What the task requires
Look through the listing for the string "isRequired" and copy out every line that holds it.

===== Records supplied =====

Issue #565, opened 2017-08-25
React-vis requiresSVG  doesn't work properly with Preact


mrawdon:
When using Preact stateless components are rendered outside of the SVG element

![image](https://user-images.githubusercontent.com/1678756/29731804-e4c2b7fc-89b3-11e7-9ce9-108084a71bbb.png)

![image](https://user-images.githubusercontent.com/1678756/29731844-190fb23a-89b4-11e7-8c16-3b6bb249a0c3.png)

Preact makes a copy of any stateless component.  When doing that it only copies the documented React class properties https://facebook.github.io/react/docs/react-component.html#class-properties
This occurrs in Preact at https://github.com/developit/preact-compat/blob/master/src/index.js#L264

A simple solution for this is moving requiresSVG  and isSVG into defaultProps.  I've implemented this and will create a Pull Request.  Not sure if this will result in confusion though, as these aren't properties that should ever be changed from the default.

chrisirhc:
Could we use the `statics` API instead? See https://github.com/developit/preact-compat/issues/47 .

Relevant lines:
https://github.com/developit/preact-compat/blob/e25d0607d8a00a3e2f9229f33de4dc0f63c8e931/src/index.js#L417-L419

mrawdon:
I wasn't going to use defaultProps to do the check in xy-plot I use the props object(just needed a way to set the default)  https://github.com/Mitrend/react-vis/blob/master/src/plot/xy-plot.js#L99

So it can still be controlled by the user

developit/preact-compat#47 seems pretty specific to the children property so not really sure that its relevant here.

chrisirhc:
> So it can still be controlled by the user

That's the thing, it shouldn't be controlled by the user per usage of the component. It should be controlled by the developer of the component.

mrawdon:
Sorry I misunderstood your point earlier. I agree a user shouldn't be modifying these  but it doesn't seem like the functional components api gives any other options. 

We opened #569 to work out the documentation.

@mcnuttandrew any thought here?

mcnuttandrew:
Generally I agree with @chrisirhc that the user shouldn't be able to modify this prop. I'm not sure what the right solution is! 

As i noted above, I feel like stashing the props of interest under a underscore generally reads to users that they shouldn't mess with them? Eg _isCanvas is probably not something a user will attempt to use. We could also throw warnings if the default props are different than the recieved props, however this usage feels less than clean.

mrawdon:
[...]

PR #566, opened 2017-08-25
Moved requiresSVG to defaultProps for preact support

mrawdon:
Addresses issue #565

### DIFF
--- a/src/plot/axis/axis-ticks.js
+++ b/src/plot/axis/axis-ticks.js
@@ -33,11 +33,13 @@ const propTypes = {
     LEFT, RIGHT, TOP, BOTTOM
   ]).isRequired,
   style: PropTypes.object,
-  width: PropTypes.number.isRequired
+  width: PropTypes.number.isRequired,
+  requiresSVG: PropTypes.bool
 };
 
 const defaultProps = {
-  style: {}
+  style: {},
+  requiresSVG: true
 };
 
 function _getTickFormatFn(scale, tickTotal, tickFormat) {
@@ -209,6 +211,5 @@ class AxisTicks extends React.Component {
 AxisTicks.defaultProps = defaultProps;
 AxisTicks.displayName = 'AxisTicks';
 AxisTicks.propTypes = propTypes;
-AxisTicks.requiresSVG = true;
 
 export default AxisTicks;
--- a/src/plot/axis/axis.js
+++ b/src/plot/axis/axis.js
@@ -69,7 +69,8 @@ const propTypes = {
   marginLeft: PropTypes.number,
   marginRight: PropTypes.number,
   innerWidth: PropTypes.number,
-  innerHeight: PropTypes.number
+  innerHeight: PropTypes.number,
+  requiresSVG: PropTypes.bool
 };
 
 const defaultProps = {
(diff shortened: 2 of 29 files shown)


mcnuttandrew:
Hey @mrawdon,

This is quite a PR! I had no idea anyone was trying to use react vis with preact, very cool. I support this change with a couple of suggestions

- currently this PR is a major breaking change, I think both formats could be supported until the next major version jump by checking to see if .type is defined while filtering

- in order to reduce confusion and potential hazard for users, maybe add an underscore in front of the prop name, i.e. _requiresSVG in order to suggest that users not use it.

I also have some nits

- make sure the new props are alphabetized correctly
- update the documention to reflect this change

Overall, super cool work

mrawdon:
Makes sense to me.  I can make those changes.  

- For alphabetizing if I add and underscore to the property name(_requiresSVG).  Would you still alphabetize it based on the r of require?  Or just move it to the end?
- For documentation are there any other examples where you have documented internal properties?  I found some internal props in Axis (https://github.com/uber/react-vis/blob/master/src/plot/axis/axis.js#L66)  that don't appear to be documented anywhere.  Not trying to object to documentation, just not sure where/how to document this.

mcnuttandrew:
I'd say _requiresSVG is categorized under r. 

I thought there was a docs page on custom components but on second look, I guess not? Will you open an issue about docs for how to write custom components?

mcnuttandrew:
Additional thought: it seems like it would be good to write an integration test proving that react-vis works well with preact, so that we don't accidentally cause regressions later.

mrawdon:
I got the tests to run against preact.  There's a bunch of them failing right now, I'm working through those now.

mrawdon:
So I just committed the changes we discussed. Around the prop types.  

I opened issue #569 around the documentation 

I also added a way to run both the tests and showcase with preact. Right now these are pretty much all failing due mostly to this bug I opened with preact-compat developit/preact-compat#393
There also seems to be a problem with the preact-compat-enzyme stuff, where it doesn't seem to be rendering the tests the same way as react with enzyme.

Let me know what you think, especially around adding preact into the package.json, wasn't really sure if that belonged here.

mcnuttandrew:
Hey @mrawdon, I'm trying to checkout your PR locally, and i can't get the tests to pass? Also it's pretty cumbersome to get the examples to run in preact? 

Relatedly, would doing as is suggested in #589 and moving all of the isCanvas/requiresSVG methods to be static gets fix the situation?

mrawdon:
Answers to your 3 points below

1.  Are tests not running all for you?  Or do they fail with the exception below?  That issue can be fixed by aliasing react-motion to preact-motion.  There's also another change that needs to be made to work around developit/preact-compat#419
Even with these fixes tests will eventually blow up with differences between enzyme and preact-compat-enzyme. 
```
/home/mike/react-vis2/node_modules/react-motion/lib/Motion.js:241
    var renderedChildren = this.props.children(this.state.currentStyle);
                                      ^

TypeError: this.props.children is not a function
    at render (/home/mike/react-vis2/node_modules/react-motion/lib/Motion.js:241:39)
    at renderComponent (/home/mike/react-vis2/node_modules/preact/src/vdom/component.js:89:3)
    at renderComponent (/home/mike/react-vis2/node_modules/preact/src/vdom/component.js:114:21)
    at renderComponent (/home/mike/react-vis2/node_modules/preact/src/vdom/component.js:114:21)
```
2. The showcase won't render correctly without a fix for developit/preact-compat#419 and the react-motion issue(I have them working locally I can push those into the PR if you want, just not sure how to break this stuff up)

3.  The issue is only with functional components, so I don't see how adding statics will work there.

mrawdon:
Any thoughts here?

=====
===== Records supplied =====

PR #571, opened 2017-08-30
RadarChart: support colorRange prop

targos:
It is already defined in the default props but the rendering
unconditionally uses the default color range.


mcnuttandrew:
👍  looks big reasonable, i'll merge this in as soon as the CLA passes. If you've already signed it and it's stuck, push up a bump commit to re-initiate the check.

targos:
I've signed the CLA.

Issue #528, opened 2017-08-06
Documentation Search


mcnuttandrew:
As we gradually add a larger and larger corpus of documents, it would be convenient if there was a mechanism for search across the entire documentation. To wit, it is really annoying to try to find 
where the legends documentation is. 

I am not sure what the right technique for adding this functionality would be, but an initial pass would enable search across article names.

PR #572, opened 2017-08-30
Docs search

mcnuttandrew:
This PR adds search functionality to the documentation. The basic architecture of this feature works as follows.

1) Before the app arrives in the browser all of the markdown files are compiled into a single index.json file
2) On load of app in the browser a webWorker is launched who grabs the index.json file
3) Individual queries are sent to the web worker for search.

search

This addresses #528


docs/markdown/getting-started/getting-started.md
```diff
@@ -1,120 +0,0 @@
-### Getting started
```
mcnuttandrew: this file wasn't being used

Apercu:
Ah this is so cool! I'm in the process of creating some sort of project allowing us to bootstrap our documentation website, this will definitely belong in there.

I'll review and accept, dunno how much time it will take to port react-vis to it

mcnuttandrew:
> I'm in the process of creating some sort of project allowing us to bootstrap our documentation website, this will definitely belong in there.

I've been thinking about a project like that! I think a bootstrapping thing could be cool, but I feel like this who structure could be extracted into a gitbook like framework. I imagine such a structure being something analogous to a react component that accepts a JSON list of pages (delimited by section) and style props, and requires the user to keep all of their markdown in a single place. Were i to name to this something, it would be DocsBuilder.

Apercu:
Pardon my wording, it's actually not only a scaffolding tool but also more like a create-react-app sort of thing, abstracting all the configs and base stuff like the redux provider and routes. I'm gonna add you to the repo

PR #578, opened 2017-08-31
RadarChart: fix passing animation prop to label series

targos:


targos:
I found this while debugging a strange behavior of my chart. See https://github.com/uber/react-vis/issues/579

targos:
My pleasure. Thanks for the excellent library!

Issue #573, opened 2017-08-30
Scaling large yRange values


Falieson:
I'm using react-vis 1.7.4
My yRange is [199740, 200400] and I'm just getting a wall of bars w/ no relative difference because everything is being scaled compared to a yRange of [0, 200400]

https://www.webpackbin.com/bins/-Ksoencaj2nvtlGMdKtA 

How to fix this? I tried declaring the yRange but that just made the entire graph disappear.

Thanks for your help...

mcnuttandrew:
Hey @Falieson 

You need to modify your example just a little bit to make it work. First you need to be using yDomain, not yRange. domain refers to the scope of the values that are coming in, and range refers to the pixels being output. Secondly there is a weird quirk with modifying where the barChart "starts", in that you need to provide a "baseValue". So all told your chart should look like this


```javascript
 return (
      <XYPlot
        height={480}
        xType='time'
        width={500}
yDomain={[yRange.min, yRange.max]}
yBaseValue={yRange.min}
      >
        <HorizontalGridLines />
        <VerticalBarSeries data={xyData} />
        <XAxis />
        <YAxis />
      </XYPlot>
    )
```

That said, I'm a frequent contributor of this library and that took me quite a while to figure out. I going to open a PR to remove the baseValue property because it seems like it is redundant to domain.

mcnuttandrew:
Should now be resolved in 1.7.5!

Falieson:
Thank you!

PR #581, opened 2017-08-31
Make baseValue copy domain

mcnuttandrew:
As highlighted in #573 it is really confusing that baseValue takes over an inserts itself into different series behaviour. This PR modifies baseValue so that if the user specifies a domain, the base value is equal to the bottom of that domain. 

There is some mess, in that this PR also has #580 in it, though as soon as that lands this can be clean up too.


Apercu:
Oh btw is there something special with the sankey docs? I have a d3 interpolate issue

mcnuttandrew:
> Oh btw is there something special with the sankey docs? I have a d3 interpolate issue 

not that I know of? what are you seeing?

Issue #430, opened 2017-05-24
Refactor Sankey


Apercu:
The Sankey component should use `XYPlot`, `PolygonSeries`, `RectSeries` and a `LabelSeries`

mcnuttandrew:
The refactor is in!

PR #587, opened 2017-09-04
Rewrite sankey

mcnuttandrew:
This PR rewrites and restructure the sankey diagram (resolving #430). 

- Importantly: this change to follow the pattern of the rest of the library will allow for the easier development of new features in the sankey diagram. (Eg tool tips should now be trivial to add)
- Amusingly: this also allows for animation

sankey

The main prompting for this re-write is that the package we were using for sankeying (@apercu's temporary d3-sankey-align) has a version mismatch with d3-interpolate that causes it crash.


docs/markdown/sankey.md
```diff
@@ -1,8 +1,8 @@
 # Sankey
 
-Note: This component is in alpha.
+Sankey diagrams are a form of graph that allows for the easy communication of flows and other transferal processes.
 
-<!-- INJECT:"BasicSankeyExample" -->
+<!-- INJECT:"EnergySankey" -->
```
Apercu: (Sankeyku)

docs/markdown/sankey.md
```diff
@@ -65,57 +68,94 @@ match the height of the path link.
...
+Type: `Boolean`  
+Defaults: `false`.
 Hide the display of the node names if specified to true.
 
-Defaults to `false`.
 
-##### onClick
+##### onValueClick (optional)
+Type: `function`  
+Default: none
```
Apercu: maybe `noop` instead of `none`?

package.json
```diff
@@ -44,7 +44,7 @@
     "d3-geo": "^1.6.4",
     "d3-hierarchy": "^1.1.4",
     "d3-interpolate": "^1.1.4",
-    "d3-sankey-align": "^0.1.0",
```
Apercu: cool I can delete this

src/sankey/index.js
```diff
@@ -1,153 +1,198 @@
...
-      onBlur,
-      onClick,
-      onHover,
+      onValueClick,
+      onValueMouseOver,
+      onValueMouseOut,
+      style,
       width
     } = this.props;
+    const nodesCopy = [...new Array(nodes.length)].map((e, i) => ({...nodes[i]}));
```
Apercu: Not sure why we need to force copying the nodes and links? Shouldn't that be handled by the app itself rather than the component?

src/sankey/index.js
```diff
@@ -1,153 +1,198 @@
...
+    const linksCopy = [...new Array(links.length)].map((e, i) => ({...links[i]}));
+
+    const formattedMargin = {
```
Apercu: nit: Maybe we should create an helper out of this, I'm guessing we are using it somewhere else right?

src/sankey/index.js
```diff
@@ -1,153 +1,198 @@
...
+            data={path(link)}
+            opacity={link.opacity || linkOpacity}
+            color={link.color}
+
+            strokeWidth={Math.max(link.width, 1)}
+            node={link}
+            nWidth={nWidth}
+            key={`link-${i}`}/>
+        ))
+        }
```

=====
===== Records supplied =====

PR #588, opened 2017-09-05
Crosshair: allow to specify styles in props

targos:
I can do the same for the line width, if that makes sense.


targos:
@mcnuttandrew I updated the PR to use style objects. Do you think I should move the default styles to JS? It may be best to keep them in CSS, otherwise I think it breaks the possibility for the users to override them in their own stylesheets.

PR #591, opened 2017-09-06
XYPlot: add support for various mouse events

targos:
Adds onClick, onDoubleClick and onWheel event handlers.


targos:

=====

Task solution
   ]).isRequired,
-  width: PropTypes.number.isRequired
+  width: PropTypes.number.isRequired,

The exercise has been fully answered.